On January 31, 2013, Best Buy Canada announced that it would begin to close various locations, including eight Future Shop locations effective immediately, as part of a "long-term transformational strategy to optimize the company's retail footprint across the country." The company also planned to target more resources toward its online retail operations to compete against other major vendors such as Amazon.com. These closures included locations in New Westminster, Nanaimo, Victoria, Langford, Surrey, Lachenaie, and Sherbrooke. On January 30, 2014, 950 employees of both chains were laid off. In 2014 and early 2015, other Future Shop locations were closed, including those in Boucherville, Greenfield Park, Montreal, Ottawa, Regina, Kingston, New Minas, and New Glasgow.

On March 28, 2015, Best Buy Canada announced that Future Shop would cease business effective immediately. 66 locations were permanently closed, and the remaining 65 locations were soft launched as Best Buy locations on April 4, 2015 (although still carrying Future Shop signage for the time being). In the months that followed, the locations were renovated to adopt Best Buy's branding and store format.

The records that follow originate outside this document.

PR #689, opened 2023-08-31
Fix handling of `include-paths` in compiler options.

tillahoffmann:
#### Submission Checklist

- [x] Run unit tests

#### Summary

Including `include-paths` in the `stanc_options` passed to compile currently breaks compilation if `include-paths` is a list of paths rather than a string with comma-separated paths. This PR adds conditional handling based on the type.

Follow-up question: Calling `compile` extends `self._compiler_options` such that the call changes the state of `CmdStanModel` in addition to compiling the model. Is that intended? My gut feeling would've been that passing in `stanc_options` would only affect this one call but not future ones.

#### Copyright and Licensing

### DIFF
--- a/cmdstanpy/compiler_opts.py
+++ b/cmdstanpy/compiler_opts.py
@@ -5,7 +5,7 @@ Makefile options for stanc and C++ compilers
 import os
 from copy import copy
 from pathlib import Path
-from typing import Any, Dict, List, Optional, Union
+from typing import Any, Dict, Iterable, List, Optional, Union
 
 from cmdstanpy.utils import get_logger
 
@@ -99,7 +99,7 @@ class CompilerOptions:
         )
 
     @property
-    def stanc_options(self) -> Dict[str, Union[bool, int, str]]:
+    def stanc_options(self) -> Dict[str, Union[bool, int, str, Iterable[str]]]:
         """Stanc compiler options."""
         return self._stanc_options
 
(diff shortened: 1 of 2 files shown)


WardBrian:
> Follow-up question: Calling `compile` extends `self._compiler_options` such that the call changes the state of `CmdStanModel` in addition to compiling the model. Is that intended? My gut feeling would've been that passing in `stanc_options` would only affect this one call but not future ones.

This is interesting, I can see it going either way (after all, if you pass these arguments to the constructor they do affect more than just the first compilation).

I have recently been wondering what is the use-case for having an _uncompiled_ `CmdStanMCMC` object. It's essentially a broken object at that point, since methods like `sample()` are unavailable. 

I think it's worth considering whether we really want to support the ability to call `compile` on the object after the fact, or if we should move toward an API where the object is constructed either from an executable or a stan file which is immediately compiled. Besides in our tests, I have a hard time seeing use cases for a standalone `compile` method on the object

tillahoffmann:
> I have recently been wondering what is the use-case for having an uncompiled CmdStanMCMC object. It's essentially a broken object at that point, since methods like sample() are unavailable.

That makes sense; I always forget about the `compile = "force"` option in the constructor (which is the only reason I use `compile(force=True)`.

tillahoffmann:
Hm, I can't quite figure out why this is failing in CI on macOS (my local environment is also macOS with python 3.10). Any ideas?

WardBrian:
I think it's because CmdStan 2.33 just released. If you merge in `develop` it should pass I believe

WardBrian (approved):

WardBrian:
Thanks!

PR #729, opened 2024-01-22
Add release notes for 1.2.1

WardBrian:
#### Submission Checklist

- [ ] Run unit tests

#### Copyright and Licensing

### DIFF
--- a/.github/workflows/main.yml
+++ b/.github/workflows/main.yml
@@ -103,16 +103,14 @@ jobs:
         run: |
           install_cmdstan -h
           install_cxx_toolchain -h
-          python -c "import cmdstanpy; cmdstanpy.install_cmdstan(version='${{ needs.get-cmdstan-version.outputs.version }}', cores=2)"
+          python -c "import cmdstanpy; cmdstanpy.install_cmdstan(version='${{ needs.get-cmdstan-version.outputs.version }}', cores=4)"
 
       - name: Install CmdStan (Windows)
         if: matrix.os == 'windows-latest'
         run: |
           install_cmdstan -h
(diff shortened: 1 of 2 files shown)


cmdstanpy/model.py
```diff
@@ -84,7 +84,8 @@ class CmdStanModel:
     unless the argument ``compile=False`` is specified.
     The set of constructor arguments are:
 
-    :param model_name: Model name, used for output file names.
+    :param model_name: Deprecated: Model name will be taken from executable.
```
bob-carpenter, line 87: Does "Model name will be taken from executable" apply to the current situation or is it what will happen after deprecation?  I'd be inclined to put the actual doc first, then follow with deprecation warning, i.e.,

<tt>
:param model_name: Model name, used for output file names. **Warning**: This argument is deprecated and will be removed in the next release (Version ???). As of Version ???, the model_name will always be taken to be the name of the executable file minus the ``.exe`` suffix if it has one.]
</tt>

bob-carpenter (changes requested):
I was a bit unclear on the language in the first comment.  Otherwise, looks good.

cmdstanpy/model.py
WardBrian: It describes the default behavior now(if the argument is unspecified) and the only behavior in the next version

bob-carpenter (approved):
That's much clearer. Thanks!

WardBrian:
@mitzimorris I think it would be good to release this week if you have a chance to look over the release notes. Thank you!

mitzimorris (commented):
LGreatTM!

PR #643, opened 2023-10-16
Added readthedocs config file

keegansmith21:
Added reathedocs config file - which is now required for rtd builds


kathrynnapier (approved):
Thanks @keegansmith21, all looks great to me!

PR #647, opened 2023-11-05
Moving logging for compare_lists_of_dicts into its own function

jdddog:
Separating out this function so that it can be used elsewhere


keegansmith21 (approved):
Thanks for making this change, Jamie :+1:

PR #649, opened 2023-12-15
Temporary fix for incorrect MYSQL GPG Key

jdddog:
Temporary fix for incorrect MySQL GPG Key: https://github.com/apache/airflow/issues/36231

Since we do not use MySQL we can just remove it from sources.


alexmassen-hane (approved):
Looks good! Glad the fix worked.

PR #650, opened 2024-01-09
Airflow MySQL key updates

keegansmith21:
Temporary fix no longer required as per https://github.com/apache/airflow/issues/36231#issuecomment-1858702014


keegansmith21:
@kathrynnapier this is just reverting a change that Jamie made not long ago. There was some issue with GPG keys that has since been fixed.

kathrynnapier (approved):
Thanks Keegan!

PR #654, opened 2024-02-28
Add Astronomer Starship Airflow plugin to enable migration of DAGs to Astro

jdddog:
Setup the Astronomer Starship Airflow plugin to enable migration of DAGs to Astro


keegansmith21 (approved):
Thanks Jamie!

PR #655, opened 2024-03-22
Set Celery version

jdddog:
Set the Celery Airflow providers package version as the newer version doesn't work with Airflow 2.7.3.


keegansmith21 (approved):
Thanks Jamie. Changes look good!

Best Buy stated that these closures and re-brandings were intended to reduce redundancy, as the closed stores were located within close proximity of a Best Buy. The closures affected 1,000 part-time and 500 full-time jobs. In turn, Best Buy Canada announced that it would invest at least $200 million over the next two years to increase staffing and add home appliance departments to all stores. Canadian Best Buy locations will honour Future Shop warranties and gift cards.